In pratica è una specie di antinomia: programmare un programma a programmarsi.
Si potrebbe obiettare che quella di Hofstadter è una soluzione sbagliata al problema del riduzionismo ma che un altro approccio riduzionistico corretto esiste ma non è stato ancora trovato.
Perché dovrebbe esistere? Appurato che non sarebbe scientificamente osservabile, filosoficamente si potrebbe insistere su questo fronte dicendo che siccome ormai è noto che “tutto” (pensieri, emozioni, scelte) avviene nel cervello, allora deve esistere necessariamente un meccanismo naturalistico all’origine del libero arbitrio, anche se non è quello di Hofstadter.

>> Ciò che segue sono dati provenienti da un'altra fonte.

PR #783, opened 2023-10-14
Memory Efficient Task Scheduler and Rehash Task

bbengfort:
### Scope of changes

Implements a task to update event duplicates when policy changes. 

However, in order to implement this I needed to implement a task manager into Ensign. I reviewed the task manager in Quarterdeck and realized we had some memory efficiency problems with the scheduler.

I reimplemented the scheduler and renamed the `tasks` package to `radish` (e.g. radish not celery … and a nod to https://github.com/rotationalio/radish). 

Fixes SC-20996

### Type of change

- [x] new feature
- [ ] bug fix
- [ ] documentation
- [ ] testing
- [x] technical debt
- [ ] other (describe)

### Acceptance criteria

When the topic deduplication mechanism changes, we should create a background task that updates all of the hashes for the events in that topic.

This PR will likely be merged without review.

### Definition of Done

- [ ] ~I have recompiled and included new protocol buffers to reflect changes I made if necessary~
- [ ] ~Front-end: Checked sm, md, lg screen resolutions for effective responsiveness~

### Reviewer(s) checklist

- [ ] ~Front-end: I've reviewed the Figma design and confirmed that changes match the spec.~


pkg/utils/radish/scheduler.go
bbengfort, line 1: The old `tasks.Scheduler` had a comment "make sure there are no memory leaks" … so I checked, and there were. I created a sorted list of futures for handling future scheduled tasks and added a `Resize` method to ensure that the GC would clean up old tasks without increasing the capacity to the max number of tasks in the queue.

pkg/utils/radish/scheduler.go
```diff
@@ -0,0 +1,234 @@
...
+		s.Unlock()
+		return
+	}
+
+	s.running = true
+	s.Unlock()
+	s.run()
+}
+
+func (s *Scheduler) run() {
```
bbengfort, line 97: The nice thing about this scheduler is that it doesn't check every second if  tasks need to be run, it uses a timer to wait until the next task needs to be run and can be interrupted if a new task is added before that task.

PR #805, opened 2023-11-02
Uses calc to set a min height on the landing page's content

daniellemaxwell:
### Scope of changes

This change ensures that the footer sticks to the bottom of the screen on all screen sizes.

**Testing the Changes:**

To test the changes, you'll need to use `yarn`. If you haven't installed `yarn` before, run the following command in the web/beacon-app directory:
`yarn install`

Then run the following command to view the app locally:
`yarn dev`

Note: You will not need to run the containers to view these changes. The footer only appears before user's log in.

Fixes SC-22005

### Type of change

- [ ] new feature
- [x] bug fix
- [ ] documentation
- [ ] testing
- [ ] technical debt
- [ ] other (describe)

### Acceptance criteria

Note: I used the Sizzy browser to view the changes at different device sizes as I wasn't always able to see the issue while adjusting the screen in Chrome. Below, I've included screenshots for devices where I noticed the problem. The screen sizes are:
`1024 x 1366` and `2560 x 1440`

1024 x 1366

2560 x 1440

### Definition of Done

- [x] Front-end: Checked sm, md, lg screen resolutions for effective responsiveness

### Reviewer(s) checklist

### DIFF
--- a/web/beacon-app/src/components/auth/LandingFooter/LandingFooter.tsx
+++ b/web/beacon-app/src/components/auth/LandingFooter/LandingFooter.tsx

Una risposta è che questo ragionamento molto alla moda soffre in realtà di una petizione di principio (include la tesi nell’ipotesi): se “tutto avviene nel cervello” allora sto già ammettendo il riduzionismo, per cui è un’ovvia conseguenza che il libero arbitrio avrebbe un’origine riduzionistica e non è una dimostrazione.
Giustamente si può dire che anche l’idea che all’origine del libero arbitrio ci sia qualcosa di metafisico può essere considerata non dimostrabile nel senso rigoroso del termine (nel senso di dimostrazione inattaccabile e non di persuasione soddisfacente). Purtroppo so che la scienza non può rispondere alla domanda del perché esiste il libero arbitrio, perché per sua stessa natura la scienza è lo studio del come un sistema passa dallo stato A allo stato B e non altrimenti e non tramite una “scelta libera del sistema” (non avrei più la predicibilità, cuore del metodo sperimentale). D’altro canto non posso nemmeno negare l’esistenza del libero arbitrio ma non perché “crollerebbe la mia fede”, ma perché cadrebbe l’idea in sé di dare un significato a quello che faccio e a quello che fanno gli altri (Nietzsche, coerentemente, arrivò a negare l’esistenza del Bene e del Male).

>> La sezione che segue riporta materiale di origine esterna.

PR #814, opened 2023-11-22
Prevents users from logging out before accepting invitations to join a team

daniellemaxwell:
### Scope of changes

Prevents users from having to log out to accept an invitation request while logged into Beacon.

Fixes SC-21664

Note: When the user accepts an invite, a new tab or window opens, and they're logged out of their previous session. I can add a follow on story that displays an error explaining why the user is logged out if they return to the previous tab or window.

### Type of change

- [x] new feature
- [ ] bug fix
- [ ] documentation
- [ ] testing
- [ ] technical debt
- [ ] other (describe)

### Acceptance criteria

https://www.awesomescreenshot.com/video/22679550?key=d116cb41d88cda4cfa85bfdc929ad5de

### Definition of Done

### Reviewer(s) checklist

### DIFF
--- a/web/beacon-app/src/features/teams/api/invitationAuthenticationRequest.ts
+++ b/web/beacon-app/src/features/teams/api/invitationAuthenticationRequest.ts
@@ -3,9 +3,9 @@ import { getValidApiResponse, Request } from '@/application/api/ApiService';
 import { APP_ROUTE } from '@/constants';
 import { UserAuthResponse } from '@/features/auth';
 
-export function getInviteAuthenticationRequest(
+export function invitationAuthenticationRequest(
   request: Request
-): ApiAdapters['getInviteAuthenticationRequest'] {
+): ApiAdapters['getInvitationAuthentication'] {
   return async (token: string) => {
     const response = (await request(`${APP_ROUTE.INVITE}/accept`, {
       method: 'POST',
--- a/web/beacon-app/src/features/teams/components/ExistingUserInvitationPage.tsx
+++ b/web/beacon-app/src/features/teams/components/ExistingUserInvitationPage.tsx
@@ -1,4 +1,4 @@
-import { Heading, Toast } from '@rotational/beacon-core';
+import { Heading } from '@rotational/beacon-core';
 import { useEffect } from 'react';
 import { useNavigate, useSearchParams } from 'react-router-dom';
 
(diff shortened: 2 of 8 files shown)


web/beacon-app/src/features/teams/components/ExistingUserInvitationPage.tsx
```diff
@@ -25,30 +28,47 @@ export default function ExistingUserInvitationPage({ data }: { data: any }) {
...
+      const token = decodeToken(login.auth.access_token) as any;
+      Store.setAuthUser(token, !!login.authenticated);
+
+      navigate(APP_ROUTE.DASHBOARD);
+    }
   }
+
   return (
     <div>
-      {login.hasAuthFailed && (
```
daniellemaxwell, line 45: This change removed a duplicate toast message.

web/beacon-app/src/features/teams/api/invitationAuthenticationRequest.ts
```diff
@@ -0,0 +1,19 @@
...
+): ApiAdapters['getInvitationAuthentication'] {
+  return async (token: string) => {
+    const response = (await request(`${APP_ROUTE.INVITE}/accept`, {
+      method: 'POST',
+      data: {
+        token,
+      },
+    })) as any;
+
+    return getValidApiResponse<UserAuthResponse>(response);
```
daniellemaxwell, line 17: The `UserAuthResponse` is listed [here](https://github.com/rotationalio/ensign/blob/develop/web/beacon-app/src/features/auth/types/LoginService.ts).

pdeziel (approved):
Thanks for fixing this - I think logging the user out of the previous tab is a reasonable side effect for now since that session would be expired anyway. It actually might be a good idea to add a generic "your session has expired, please login again" message to the login page, I'm not sure if we have that yet but that's what other sites do.

I attempted to locally reproduce the 500 error you were seeing but I had a problem where the verify email page was blank. I'm not sure if that's only on my end so it might be a good idea to try that again.

I did notice that `/verify` was being called twice as well...so there might be a larger issue we've discovered with the frontend issuing duplicate requests to the backend? If that's the case I'm satisfied with opening a bug story to look into that from the frontend perspective so we can get this merged in.

daniellemaxwell:
@pdeziel Were you directed to the `/verify` page instead of the `/invite` page after accepting an invite that was sent to an existing user? That shouldn't happen, so I want to be sure that I can reproduce the error.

Quello che posso dire in conclusione è che il libero arbitrio non è un problema (che può quindi avere una soluzione, molte o nessuna), ma un mistero: non lo si risolve, ma lo si contempla, immateriale come il pensiero ma più concreto di una roccia.
Mi correggo, è più di un mistero da contemplare, perché la contemplazione implica un’osservazione, partecipata nel profondo ma pur sempre un’osservazione, invece il libero arbitrio è anche azione, una cometa che non si ferma ma che può solo essere deviata, un’arma contro ogni agnosticismo e indifferentismo, perché è vero che non possiamo conoscere tante cose, ma non possiamo non sceglierle.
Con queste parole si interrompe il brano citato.